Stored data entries
##############################

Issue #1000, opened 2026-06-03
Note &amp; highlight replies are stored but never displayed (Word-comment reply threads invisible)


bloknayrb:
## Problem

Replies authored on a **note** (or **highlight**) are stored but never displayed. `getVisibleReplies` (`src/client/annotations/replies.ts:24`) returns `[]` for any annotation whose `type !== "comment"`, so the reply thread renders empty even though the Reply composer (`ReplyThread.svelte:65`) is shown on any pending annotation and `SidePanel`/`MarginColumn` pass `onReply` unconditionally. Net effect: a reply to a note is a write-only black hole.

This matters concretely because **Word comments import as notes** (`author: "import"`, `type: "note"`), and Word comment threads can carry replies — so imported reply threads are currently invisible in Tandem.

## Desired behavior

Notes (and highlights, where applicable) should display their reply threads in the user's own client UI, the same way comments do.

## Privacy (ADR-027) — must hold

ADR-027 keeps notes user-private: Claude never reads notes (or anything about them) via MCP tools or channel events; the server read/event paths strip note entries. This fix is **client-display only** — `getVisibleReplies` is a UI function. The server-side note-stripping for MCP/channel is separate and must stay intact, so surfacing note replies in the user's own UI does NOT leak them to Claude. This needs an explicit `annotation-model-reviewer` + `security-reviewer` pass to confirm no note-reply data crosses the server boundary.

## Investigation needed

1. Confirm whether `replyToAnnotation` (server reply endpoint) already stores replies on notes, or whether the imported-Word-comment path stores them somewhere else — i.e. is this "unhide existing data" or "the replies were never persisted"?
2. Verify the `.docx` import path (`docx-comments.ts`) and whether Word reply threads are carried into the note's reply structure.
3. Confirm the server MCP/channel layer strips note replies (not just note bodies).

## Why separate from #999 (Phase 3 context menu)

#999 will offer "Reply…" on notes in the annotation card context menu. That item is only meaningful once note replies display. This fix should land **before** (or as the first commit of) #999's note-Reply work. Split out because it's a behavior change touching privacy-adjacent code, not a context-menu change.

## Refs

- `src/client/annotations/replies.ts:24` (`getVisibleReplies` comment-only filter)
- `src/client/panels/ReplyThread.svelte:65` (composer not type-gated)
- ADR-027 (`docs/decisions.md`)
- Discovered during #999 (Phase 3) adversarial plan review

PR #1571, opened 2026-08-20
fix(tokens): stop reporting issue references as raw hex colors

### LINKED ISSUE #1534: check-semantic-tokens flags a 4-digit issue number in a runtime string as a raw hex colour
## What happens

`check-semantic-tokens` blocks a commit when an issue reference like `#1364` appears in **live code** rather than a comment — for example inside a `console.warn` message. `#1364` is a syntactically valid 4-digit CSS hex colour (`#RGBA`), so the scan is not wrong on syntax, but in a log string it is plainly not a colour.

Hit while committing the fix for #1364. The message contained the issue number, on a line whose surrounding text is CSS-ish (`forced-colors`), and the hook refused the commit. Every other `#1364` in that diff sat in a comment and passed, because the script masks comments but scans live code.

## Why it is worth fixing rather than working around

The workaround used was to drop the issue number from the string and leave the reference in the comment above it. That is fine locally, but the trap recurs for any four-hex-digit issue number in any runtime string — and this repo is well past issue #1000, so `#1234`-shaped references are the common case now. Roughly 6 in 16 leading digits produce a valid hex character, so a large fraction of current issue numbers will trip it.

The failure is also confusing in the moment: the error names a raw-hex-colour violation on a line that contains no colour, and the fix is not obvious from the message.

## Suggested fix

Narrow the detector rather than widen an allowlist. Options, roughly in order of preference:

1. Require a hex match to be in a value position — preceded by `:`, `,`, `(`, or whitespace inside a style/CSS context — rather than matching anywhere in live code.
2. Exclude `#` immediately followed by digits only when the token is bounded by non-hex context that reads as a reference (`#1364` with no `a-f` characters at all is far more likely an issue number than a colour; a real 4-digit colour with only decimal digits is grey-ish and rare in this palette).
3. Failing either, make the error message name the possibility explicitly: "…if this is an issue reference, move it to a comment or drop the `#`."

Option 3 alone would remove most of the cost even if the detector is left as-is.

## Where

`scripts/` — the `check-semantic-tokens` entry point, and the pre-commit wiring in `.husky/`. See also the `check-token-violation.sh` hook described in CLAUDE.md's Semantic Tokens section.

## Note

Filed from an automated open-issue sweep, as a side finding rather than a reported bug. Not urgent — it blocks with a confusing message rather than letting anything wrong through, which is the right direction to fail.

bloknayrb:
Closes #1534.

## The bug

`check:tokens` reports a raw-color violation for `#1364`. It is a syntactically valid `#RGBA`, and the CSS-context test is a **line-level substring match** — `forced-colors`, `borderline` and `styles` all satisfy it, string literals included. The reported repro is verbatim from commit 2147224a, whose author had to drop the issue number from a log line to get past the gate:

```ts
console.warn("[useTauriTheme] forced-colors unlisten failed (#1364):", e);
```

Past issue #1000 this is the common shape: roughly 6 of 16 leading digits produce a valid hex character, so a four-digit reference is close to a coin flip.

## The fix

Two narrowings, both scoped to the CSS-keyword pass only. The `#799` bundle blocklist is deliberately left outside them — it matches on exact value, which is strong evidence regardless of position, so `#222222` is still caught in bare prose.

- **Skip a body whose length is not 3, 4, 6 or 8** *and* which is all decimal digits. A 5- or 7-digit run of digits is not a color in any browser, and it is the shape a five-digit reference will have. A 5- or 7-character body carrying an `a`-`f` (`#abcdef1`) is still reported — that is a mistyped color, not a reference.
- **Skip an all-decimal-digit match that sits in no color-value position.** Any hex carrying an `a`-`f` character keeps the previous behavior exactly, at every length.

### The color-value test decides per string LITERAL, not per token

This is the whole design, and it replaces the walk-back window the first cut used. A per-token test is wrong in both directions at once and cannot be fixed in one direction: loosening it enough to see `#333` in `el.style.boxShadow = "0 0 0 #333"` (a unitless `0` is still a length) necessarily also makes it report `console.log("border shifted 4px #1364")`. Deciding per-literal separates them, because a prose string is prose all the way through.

##############################

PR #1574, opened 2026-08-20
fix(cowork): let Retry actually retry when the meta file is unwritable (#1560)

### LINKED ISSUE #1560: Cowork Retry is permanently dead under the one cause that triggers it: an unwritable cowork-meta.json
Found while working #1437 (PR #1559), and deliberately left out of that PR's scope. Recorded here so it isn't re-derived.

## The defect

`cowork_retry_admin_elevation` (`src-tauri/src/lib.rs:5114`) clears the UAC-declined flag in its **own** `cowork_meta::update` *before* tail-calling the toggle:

##############################

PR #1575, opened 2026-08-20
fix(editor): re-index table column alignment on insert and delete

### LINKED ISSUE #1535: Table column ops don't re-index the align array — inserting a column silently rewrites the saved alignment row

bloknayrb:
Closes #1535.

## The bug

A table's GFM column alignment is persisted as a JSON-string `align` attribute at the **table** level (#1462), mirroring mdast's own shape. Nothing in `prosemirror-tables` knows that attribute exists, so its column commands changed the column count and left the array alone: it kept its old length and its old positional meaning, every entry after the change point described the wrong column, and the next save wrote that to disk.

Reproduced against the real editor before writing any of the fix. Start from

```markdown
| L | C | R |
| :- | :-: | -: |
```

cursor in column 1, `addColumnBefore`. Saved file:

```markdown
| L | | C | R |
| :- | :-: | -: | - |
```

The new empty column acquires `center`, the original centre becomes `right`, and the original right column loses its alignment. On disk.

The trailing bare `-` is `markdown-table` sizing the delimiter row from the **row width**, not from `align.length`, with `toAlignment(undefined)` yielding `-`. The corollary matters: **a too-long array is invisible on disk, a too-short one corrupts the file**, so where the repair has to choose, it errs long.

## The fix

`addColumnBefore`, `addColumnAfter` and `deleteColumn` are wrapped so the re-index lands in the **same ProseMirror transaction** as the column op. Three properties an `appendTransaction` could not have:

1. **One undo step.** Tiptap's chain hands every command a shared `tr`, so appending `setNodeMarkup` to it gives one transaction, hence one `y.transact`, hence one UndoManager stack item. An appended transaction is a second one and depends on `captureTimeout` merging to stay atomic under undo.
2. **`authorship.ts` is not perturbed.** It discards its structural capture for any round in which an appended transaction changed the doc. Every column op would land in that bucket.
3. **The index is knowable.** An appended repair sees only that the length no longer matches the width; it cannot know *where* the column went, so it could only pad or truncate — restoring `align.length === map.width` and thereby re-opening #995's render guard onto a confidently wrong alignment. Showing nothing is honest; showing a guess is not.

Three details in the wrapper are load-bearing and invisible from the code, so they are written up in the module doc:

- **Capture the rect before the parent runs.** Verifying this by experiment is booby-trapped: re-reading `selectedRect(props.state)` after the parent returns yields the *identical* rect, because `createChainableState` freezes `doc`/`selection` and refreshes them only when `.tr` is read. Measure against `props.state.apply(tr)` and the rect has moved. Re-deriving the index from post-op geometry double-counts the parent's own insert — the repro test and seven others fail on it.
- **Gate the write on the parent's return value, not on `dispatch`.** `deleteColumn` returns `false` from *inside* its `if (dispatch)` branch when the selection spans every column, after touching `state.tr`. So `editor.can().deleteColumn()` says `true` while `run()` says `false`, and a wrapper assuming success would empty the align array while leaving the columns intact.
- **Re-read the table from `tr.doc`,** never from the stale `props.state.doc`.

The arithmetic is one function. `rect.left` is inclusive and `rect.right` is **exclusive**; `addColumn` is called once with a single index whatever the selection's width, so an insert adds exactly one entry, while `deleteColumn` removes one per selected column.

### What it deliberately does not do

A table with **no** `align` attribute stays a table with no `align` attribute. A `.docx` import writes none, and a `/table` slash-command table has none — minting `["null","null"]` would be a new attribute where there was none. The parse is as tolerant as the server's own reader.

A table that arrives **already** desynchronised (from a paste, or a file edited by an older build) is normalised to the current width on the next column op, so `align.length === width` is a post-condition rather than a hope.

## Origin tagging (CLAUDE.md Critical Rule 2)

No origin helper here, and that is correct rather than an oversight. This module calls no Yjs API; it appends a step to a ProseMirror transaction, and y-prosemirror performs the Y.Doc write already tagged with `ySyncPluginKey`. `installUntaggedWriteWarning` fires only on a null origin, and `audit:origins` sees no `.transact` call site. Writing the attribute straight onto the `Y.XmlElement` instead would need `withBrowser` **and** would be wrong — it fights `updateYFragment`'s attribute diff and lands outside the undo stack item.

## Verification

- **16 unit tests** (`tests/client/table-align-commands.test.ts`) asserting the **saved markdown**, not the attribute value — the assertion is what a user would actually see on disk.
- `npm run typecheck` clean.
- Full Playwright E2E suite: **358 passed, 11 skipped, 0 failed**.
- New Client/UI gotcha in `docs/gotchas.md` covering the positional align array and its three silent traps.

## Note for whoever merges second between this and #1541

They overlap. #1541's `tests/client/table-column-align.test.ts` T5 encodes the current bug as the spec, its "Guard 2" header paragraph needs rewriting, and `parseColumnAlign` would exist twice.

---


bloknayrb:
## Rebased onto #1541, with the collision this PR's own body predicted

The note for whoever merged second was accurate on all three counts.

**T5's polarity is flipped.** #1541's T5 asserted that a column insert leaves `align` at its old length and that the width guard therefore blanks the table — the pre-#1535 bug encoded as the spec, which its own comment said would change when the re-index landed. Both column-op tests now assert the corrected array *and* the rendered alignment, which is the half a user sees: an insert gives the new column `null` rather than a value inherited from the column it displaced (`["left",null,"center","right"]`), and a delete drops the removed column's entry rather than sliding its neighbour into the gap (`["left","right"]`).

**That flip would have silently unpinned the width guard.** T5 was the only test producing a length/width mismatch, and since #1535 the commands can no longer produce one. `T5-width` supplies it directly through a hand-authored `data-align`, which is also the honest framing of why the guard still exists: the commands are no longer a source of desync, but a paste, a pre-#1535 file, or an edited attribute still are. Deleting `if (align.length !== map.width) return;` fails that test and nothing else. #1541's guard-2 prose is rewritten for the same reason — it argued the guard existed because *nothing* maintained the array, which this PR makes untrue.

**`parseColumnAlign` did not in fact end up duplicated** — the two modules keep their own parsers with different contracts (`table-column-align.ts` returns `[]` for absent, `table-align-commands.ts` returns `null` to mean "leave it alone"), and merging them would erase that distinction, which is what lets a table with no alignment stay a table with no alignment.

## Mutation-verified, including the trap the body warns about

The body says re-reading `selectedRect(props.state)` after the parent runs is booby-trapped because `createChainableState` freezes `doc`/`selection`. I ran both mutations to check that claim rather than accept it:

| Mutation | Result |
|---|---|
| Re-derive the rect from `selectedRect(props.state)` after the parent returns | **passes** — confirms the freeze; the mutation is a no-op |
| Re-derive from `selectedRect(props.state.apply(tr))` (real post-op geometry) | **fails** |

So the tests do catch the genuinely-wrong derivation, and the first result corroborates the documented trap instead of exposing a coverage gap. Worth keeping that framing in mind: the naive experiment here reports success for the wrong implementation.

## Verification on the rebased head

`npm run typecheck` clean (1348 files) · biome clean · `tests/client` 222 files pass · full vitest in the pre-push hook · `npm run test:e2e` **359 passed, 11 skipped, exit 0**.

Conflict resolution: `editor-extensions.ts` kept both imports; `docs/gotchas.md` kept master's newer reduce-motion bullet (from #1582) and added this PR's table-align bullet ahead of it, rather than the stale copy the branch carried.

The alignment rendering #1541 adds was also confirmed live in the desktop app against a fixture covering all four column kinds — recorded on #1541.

##############################

## Required work
From the records above, retype only the lines starting at the line that contains "The new empty" and ending at the line that contains "1. **One undo", both included.

## Finished task
The new empty column acquires `center`, the original centre becomes `right`, and the original right column loses its alignment. On disk.

The trailing bare `-` is `markdown-table` sizing the delimiter row from the **row width**, not from `align.length`, with `toAlignment(undefined)` yielding `-`. The corollary matters: **a too-long array is invisible on disk, a too-short one corrupts the file**, so where the repair has to choose, it errs long.

## The fix

`addColumnBefore`, `addColumnAfter` and `deleteColumn` are wrapped so the re-index lands in the **same ProseMirror transaction** as the column op. Three properties an `appendTransaction` could not have:

1. **One undo step.** Tiptap's chain hands every command a shared `tr`, so appending `setNodeMarkup` to it gives one transaction, hence one `y.transact`, hence one UndoManager stack item. An appended transaction is a second one and depends on `captureTimeout` merging to stay atomic under undo.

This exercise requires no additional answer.